Activity: I'd like every line from the material below that has "same" in it.
▬▬▬▬▬▬▬▬▬▬
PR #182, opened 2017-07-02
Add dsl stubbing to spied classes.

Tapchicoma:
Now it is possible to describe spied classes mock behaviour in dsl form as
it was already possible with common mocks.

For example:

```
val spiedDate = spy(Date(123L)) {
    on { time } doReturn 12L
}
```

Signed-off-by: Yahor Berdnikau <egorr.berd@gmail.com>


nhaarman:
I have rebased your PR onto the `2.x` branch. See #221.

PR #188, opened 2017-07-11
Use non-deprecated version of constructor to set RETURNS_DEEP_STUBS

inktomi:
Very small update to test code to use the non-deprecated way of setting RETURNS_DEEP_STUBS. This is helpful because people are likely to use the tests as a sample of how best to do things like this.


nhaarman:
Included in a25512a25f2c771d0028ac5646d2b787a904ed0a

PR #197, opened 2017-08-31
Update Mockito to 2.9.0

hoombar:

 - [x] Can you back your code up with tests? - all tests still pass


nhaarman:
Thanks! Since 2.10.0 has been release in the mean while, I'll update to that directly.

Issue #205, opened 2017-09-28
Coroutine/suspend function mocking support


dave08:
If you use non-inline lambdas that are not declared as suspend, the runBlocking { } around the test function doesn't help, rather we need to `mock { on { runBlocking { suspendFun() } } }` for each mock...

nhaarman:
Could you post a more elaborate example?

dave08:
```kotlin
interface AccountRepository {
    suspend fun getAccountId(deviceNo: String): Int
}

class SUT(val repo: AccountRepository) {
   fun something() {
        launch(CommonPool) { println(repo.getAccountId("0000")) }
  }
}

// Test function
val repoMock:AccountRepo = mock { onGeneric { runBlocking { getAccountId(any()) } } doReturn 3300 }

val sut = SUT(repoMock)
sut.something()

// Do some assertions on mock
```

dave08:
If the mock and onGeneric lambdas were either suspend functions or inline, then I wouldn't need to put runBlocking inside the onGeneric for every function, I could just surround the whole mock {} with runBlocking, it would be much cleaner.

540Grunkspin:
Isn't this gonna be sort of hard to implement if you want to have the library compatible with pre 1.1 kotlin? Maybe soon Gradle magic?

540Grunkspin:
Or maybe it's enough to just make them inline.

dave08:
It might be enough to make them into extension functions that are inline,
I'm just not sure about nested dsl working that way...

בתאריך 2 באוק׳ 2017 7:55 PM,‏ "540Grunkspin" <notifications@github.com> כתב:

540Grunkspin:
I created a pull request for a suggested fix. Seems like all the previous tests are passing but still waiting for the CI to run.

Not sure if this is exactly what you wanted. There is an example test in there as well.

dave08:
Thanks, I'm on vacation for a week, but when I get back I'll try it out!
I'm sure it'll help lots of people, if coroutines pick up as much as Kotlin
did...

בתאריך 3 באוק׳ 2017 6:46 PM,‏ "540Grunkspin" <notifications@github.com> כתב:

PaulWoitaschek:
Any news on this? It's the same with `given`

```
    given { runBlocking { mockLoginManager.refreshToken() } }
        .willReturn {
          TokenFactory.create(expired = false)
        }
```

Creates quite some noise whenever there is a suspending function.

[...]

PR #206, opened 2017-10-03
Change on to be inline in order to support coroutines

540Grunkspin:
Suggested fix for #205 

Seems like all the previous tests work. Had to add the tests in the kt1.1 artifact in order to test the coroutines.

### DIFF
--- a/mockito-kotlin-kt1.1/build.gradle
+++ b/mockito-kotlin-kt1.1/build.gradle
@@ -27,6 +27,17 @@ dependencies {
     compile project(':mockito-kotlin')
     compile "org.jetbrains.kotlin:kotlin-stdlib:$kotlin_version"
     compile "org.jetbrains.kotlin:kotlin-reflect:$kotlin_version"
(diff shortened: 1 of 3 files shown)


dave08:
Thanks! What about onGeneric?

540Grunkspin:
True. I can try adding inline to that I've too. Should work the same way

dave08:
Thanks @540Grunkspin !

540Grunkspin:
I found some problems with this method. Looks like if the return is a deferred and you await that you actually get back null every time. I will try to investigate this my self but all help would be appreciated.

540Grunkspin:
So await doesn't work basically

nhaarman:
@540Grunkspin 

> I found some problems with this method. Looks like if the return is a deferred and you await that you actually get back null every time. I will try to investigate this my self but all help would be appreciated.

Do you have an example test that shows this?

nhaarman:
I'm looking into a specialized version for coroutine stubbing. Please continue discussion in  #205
▬▬▬▬▬▬▬▬▬▬
Answer space:
Any news on this? It's the same with `given`
True. I can try adding inline to that I've too. Should work the same way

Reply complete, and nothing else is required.